P-Video-Animate uses the same Pruna prediction API as P-Video. Upload video and one image, then poll or use sync headers as with other video models.

Tip

For more information on how to use the API, see the API Reference.

API Endpoint: Base URL: https://api.pruna.ai/v1/predictions

Authentication

-H 'apikey: YOUR_API_KEY'

Step 1: Upload source video and reference image

curl -X POST "https://api.pruna.ai/v1/files" \
  -H "apikey: YOUR_API_KEY" \
  -F "content=@/path/to/source.mp4"

curl -X POST "https://api.pruna.ai/v1/files" \
  -H "apikey: YOUR_API_KEY" \
  -F "content=@/path/to/reference.jpg"

Use the returned file URLs as video and the first entry in images.

Step 2: Create generation request

Animate mode (synchronous)

curl -X POST 'https://api.pruna.ai/v1/predictions' \
-H 'Content-Type: application/json' \
-H 'apikey: YOUR_API_KEY' \
-H 'Model: p-video-animate' \
-H 'Try-Sync: true' \
-d '{
  "input": {
    "video": "https://api.pruna.ai/v1/files/file-video123",
    "images": [
      "https://api.pruna.ai/v1/files/file-portrait"
    ],
    "resolution": "720p",
    "fps": 24,
    "save_audio": true,
    "seed": 42
  }
}'

Configuration

Required parameters

Parameter	Type	Description
video	file/string	Source RGB video (`.mp4`). Motion, timing, and camera source.
images	file[] / string[]	Reference image(s). Animate uses the first image only.

Optional parameters

Parameter	Type	Default	Description
instruction_prompt	string	`""`	Usually left empty for animate.
resolution	string	`1080p`	Target megapixel budget: `720p` ≈ 1 MP, `1080p` ≈ 2 MP (aspect ratio preserved).
fps	integer	`24`	Frames per second of the output video.
save_audio	boolean	`true`	Save the video with audio.
ignore_audio	boolean	`false`	Ignore source audio for prompt conditioning and return a silent output video.
disable_safety_checker	boolean	`false`	Disable safety checker for generated videos (platform UI may still enforce checks).
seed	integer	random	Random seed.
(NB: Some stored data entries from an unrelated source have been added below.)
PR #975, opened 2022-02-05
Fix FreeBSD 14 build

devnexen:
FreeBSD 14 defines 3-parameter CPU_AND() macro as a `do {} while` loop.
Our (void) in front of that loop creates a syntax error.

    CpuAffinitySet.cc:41:16: error: expected expression 
    (void) CPU_AND(&cpuSet, &cpuSet, &theOrigCpuSet);

That (void) was added in commit 7ec6d51 to "remove GNU-specific syntax",
but we cannot tell what specific problem that 10-year old change solved.
Known 3-parameter CPU_AND(3) documentation says the call returns void.

Also included a missing header providing IPPROTO_TCP definition.

### DIFF
--- a/src/CpuAffinitySet.cc
+++ b/src/CpuAffinitySet.cc
@@ -38,7 +38,7 @@ CpuAffinitySet::apply()
     } else {
         cpu_set_t cpuSet;
         memcpy(&cpuSet, &theCpuSet, sizeof(cpuSet));
-        (void) CPU_AND(&cpuSet, &cpuSet, &theOrigCpuSet);
+        CPU_AND(&cpuSet, &cpuSet, &theOrigCpuSet);
         if (CPU_COUNT(&cpuSet) <= 0) {
             debugs(54, DBG_IMPORTANT, "ERROR: invalid CPU affinity for process "
                    "PID " << getpid() << ", may be caused by an invalid core in "
--- a/src/comm/Tcp.cc
+++ b/src/comm/Tcp.cc
@@ -15,6 +15,9 @@
 #if HAVE_NETINET_TCP_H
 #include <netinet/tcp.h>
 #endif
+#if HAVE_NETINET_IN_H
+#include <netinet/in.h>
+#endif
 #if HAVE_SYS_SOCKET_H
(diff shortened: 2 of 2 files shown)


yadij:
OK to test

yadij:
Please mention in the description the exact compiler errors happening with that CPU_AND.

yadij:
Oh, and which OS versions you are aware of having those build issues.

devnexen:
`CpuAffinitySet.cc:41:16: error: expected expression
        (void) CPU_AND(&cpuSet, &cpuSet, &theOrigCpuSet);
               ^
/usr/include/sys/cpuset.h:61:29: note: expanded from macro 'CPU_AND'
#define CPU_AND(d, s1, s2)              __BIT_AND2(CPU_SETSIZE, d, s1, s2)`

FreeBSD 14.

rousskov:
> Please mention in the description the exact compiler error(s) happening with that CPU_AND.

50% done, using @devnexen [answer](https://github.com/squid-cache/squid/pull/975#issuecomment-1030631122) as a starting point. @yadij, please see whether you agree with my PR description change -- it assumes that we do not know exactly why we added that `(void)`. Please adjust as needed, especially if you know that reason. Hopefully, that old build failure will not resurface -- the code will compile where it used to compile before this change. If it does resurface, we will be able to figure it out at that time.

I did not mention the Tcp.cc fix because @devnexen has not described the corresponding error. IMO, fixing both build errors in one PR is fine.

devnexen:
it s just needed for IPPROTO_TCP definition.

rousskov:
> it s just needed for IPPROTO_TCP definition.

I have updated PR description with that info. Thank you.

yadij:
From the description of https://github.com/squid-cache/squid/commit/7ec6d5177d3e128ee4a084e9e489a596a4016401 it looks to like one of the changes when we were adding clang support officially. Since Jenkins is currently reporting no clang issues with this PR I think we are good to accept.

yadij (approved):

rousskov (approved):

PR #978, opened 2022-02-08
Prep for 5.4.1

yadij:


rousskov (commented):
@yadij, I have no objections to this going in, but I am reluctant to approve this PR because 

* I do not think we need a special 5.4.1 release (i.e., we can just do a v5.5)
* I have not verified the change log details
* I believe some of the change log entries are not very admin-friendly/usable (and admins are or should be the primary change log audience)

Leave blank for random.
no_op	boolean	`false`	Health check mode — returns status without inference.

Supported option values

resolution: 720p, 1080p.

Argument recommendations

Use these patterns for consistent quality:

video: prefer stable exposure, minimal motion blur, and clear visibility of the motion you want to transfer.
images: high-resolution, well-lit, front-facing still matching the intended framing; only the first image is used.
resolution: iterate in 720p, then rerun finals in 1080p.
fps: match source footage when possible; default 24 is fine for most web delivery.
save_audio / ignore_audio: keep save_audio: true for dialogue-driven clips; set ignore_audio: true when you only need motion without sound.
seed: set for reproducible A/B tests; change one variable at a time.
disable_safety_checker: leave default unless your workflow includes explicit moderation.